WHAT TO DO
Nothing should be output except the lines from the top of the material below through the line that contains "Initial server support", each exactly as written.

GIVEN RECORDS
______
PR #179, opened 2021-05-08
feat: Support custom file uploaders with `sendMessage(socket, message, files)`

D1plo1d:
This PR adds a `sendMessage(socket, message, files)` option to the Client to allow developers to explore uploading files over websockets either in-band through a wrapping protocol or out-of-band (eg. through [S3 PreSigned Uploads](https://docs.aws.amazon.com/AmazonS3/latest/userguide/PresignedUrlUploadObject.html)).

The `#__graphql_file__:${id}` file pointers are compatible with [Apollo's Upload Scalar](https://www.apollographql.com/docs/apollo-server/data/file-uploads/).

Initial server support for websocket file upload will be provided in Rust's Async GraphQL next release ([async-graphql PR here](https://github.com/async-graphql/async-graphql/pull/501)).

It is not expected that this will be the final revision of file uploads in GraphQL Websockets. Instead this PR is intended to open the door to further experimentation to explore the solution space of websocket file uploads with what is hoped to be a minimal enough addition to graphql-ws that it does not warrant code bloat concerns.

#### Example Usage

```ts
const client = createClient({
  url: 'wss://example.com',
  sendMessage: (socket, message, files) => {
    if (files.length > 0) uploadFileToS3(files)

    socket.send(message)
  }
})
```

### DIFF
--- a/src/client.ts
+++ b/src/client.ts
@@ -90,6 +90,13 @@ export type EventClosedListener = (event: unknown) => void;
  */
 export type EventErrorListener = (error: unknown) => void;
 
+export type FileLike = File | Blob | FileList;
+export type SendMessage = (
+  socket: WebSocket,
+  message: string,
+  files: FileLike[],
+) => void;
+
 /** @category Client */
 export type EventListener<E extends Event> = E extends EventConnecting
   ? EventConnectingListener
@@ -250,6 +257,7 @@ export interface ClientOptions {
    * datatypes out to the client.
    */
   jsonMessageReplacer?: JSONMessageReplacer;
+  sendMessage?: SendMessage;
 }
 
 /** @category Client */
@@ -314,6 +322,12 @@ export function createClient(options: ClientOptions): Client {
     },
     jsonMessageReplacer: replacer,
     jsonMessageReviver: reviver,
+    sendMessage = (socket, message, files) => {
+      if (files.length > 0) {
+        throw new Error('Cannot upload files with default sendMessage handler');
+      }
+      socket.send(message);
+    },
   } = options;
 
   let ws;
@@ -618,16 +632,31 @@ export function createClient(options: ClientOptions): Client {
               }
             });
 
-            socket.send(
-              stringifyMessage<MessageType.Subscribe>(
-                {
-                  id,
-                  type: MessageType.Subscribe,
-                  payload,
-                },
-                replacer,
-              ),
+            const files: FileLike[] = [];
+            const uploadReplacer = (key: string, originalValue: any) => {
+              let value = originalValue;
+              if (
+                value instanceof File ||
+                value instanceof Blob ||
+                value instanceof FileList
+              ) {
+                const fileUploadID = `#__graphql_file__:${files.length}`;
+                files.push(value);
+                value = fileUploadID;
+              }
+              return replacer ? replacer(key, value) : value;
+            };
+
+            const message = stringifyMessage<MessageType.Subscribe>(
+              {
+                id,
+                type: MessageType.Subscribe,
+                payload,
+              },
+              uploadReplacer,
             );
+
+            sendMessage(socket, message, files);
 
             releaser = () => {
               if (!done && socket.readyState === WebSocketImpl.OPEN)


D1plo1d:
> However, if the WS connection is expected to really do the upload by streaming the bytes through the socket, then we need Protocol alterations supporting this (since, then, not all messages are JSON strings).

Sorry for the delay. Yeah, so to remove any confusion around my broken S3 example (your right, that should be async) - a file upload protocol is my primary application of this. I'm layering `graphql-ws` over a [modified SaltyRTC protocol](https://github.com/tegapp/teg/blob/37b8af183acdc3c7887ce0bc5f094e6c64e683bc/packages/teg-web-ui/src/webrtc/saltyRTCChunk.ts) to send GraphQL and file uploads over a WebRTC connection.

I don't expect many people to want to do this but I would prefer if it was doable without modification to the `graphql-ws` lib.

> Do a base64 encoding, or send a byte array, through the query variables

This is actually what I was doing previously. Unfortunately, testing found that it created performance issues server-side (I'm using rust's [async-graphql](https://async-graphql.github.io/async-graphql/en/index.html)) because the GraphQL server implementation did not expect 10s to 100s of MBs of file uploads in variables.

It also precluded the optimization of streaming each `Upload` directly to a tempfile. The only way around this second limitation would be to make my SaltyRTC protocol parsing code aware of the GraphQL schema so it could find Uploads via schema inspection but my architecture is much cleaner atm with those two decoupled.

So including the file upload as a String or byte array while workable for small files was not preferred.

> If I understand the file pointer IDs correctly, they should be unique across the file storage and the database should point to that exact file - this is how 2. would work

This is a very interesting idea. I'm still trying to wrap my head around a version of this that would work for my WebRTC usage. One aspect I quite like about the current implementation is that if the GraphQL request errors for any reason then the tempfiles get unlinked/deleted when they go out of scope. So to maintain that I'd want some way to associate a set of files with a stringified JSON upload before sending both in a SaltyRTC message to the server.

I don't have a solution yet for associating the stringified JSON to the files but I figured an update on my work in progress thinking might help. Hope that makes a bunch more sense then my previous post! Thanks for the help!

enisdenjo:
Interesting stuff! I like.

Sending encodings/byte arrays in inefficient, you're right. Was just thinking about ways of not modifying the Protocol yet supporting the upload needs.

Regarding my example (upload then subscribe), the only real efficient way of having this work reliably is to have the `uploadFile from './my-server'` be really dumb. What I mean by this is that the `uploadFile` quite literally only puts the file in a set location on the server and assigns it a unique ID. Doing this, the _only_ thing that could go wrong is the upload itself - making sure that the subscribe always follows.

Now, keeping the `uploadFile` ultra dumb; you may do all your processing in the GQL execution context itself. The only GQL execution prerequisite would be for that file with that unique ID to exist (otherwise fail instantly). This way, you really do all file manipulation as a part of the GQL request and can leverage all its sexiness.

Furthermore, if you need the upload to be done through a socket (WebRTC say), why not simply have another socket reserved for file uploads exclusively? It can implement exactly the subprotocol you need with all rules/chunking/compression techniques for an efficient upload; oh and, `graphql-ws` would, hence, stay untouched.

One thing that I'd like to avoid is doing file uploads with the GraphQL over WebSocket Protocol. Mainly because that adds another, bigger, layer of complexity. By cutting of the "all messages are stringified JSONs" part, we need to specify the alternate for file uploads and quite literally design the **whole** upload process, simply because the file cannot be a part of the JSON. It has to be streamed separately and then connected. Which, ultimately, is exactly what we're trying to do here (upload separately and then connect with a file pointer).

P.S. I am available on [GraphQL Slack](https://slack.graphql.org/) in the `#graphql-ws` channel. If you'd like, we can chat about this to speed stuff up. (Feel free to DM me too)

enisdenjo:
@D1plo1d any news?

D1plo1d:
@enisdenjo Sorry about that - I've been meaning to follow up but I got pulled away by a bunch of things. I'd love to chat with you about this though!

I think things will proverbially be less on fire here by next week. Any days that work better for you?

enisdenjo:
Thats fine. I know the feeling. 😄 

No specific days, I am busy rather always haha, so, just feel free to DM me or write in the channel - I'll join in as soon as I can.

enisdenjo:
Closing this for now. Needs further discussion and proper thought investment. @D1plo1d feel free to open a discussion, or even an issue if you have a concrete example that has to be solved on WebSocket transport level.

Furthermore, my offer to discuss this on Slack still stands, would be happy to talk about this with you!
______
THE ANSWER
PR #179, opened 2021-05-08
feat: Support custom file uploaders with `sendMessage(socket, message, files)`

D1plo1d:
This PR adds a `sendMessage(socket, message, files)` option to the Client to allow developers to explore uploading files over websockets either in-band through a wrapping protocol or out-of-band (eg. through [S3 PreSigned Uploads](https://docs.aws.amazon.com/AmazonS3/latest/userguide/PresignedUrlUploadObject.html)).

The `#__graphql_file__:${id}` file pointers are compatible with [Apollo's Upload Scalar](https://www.apollographql.com/docs/apollo-server/data/file-uploads/).

Initial server support for websocket file upload will be provided in Rust's Async GraphQL next release ([async-graphql PR here](https://github.com/async-graphql/async-graphql/pull/501)).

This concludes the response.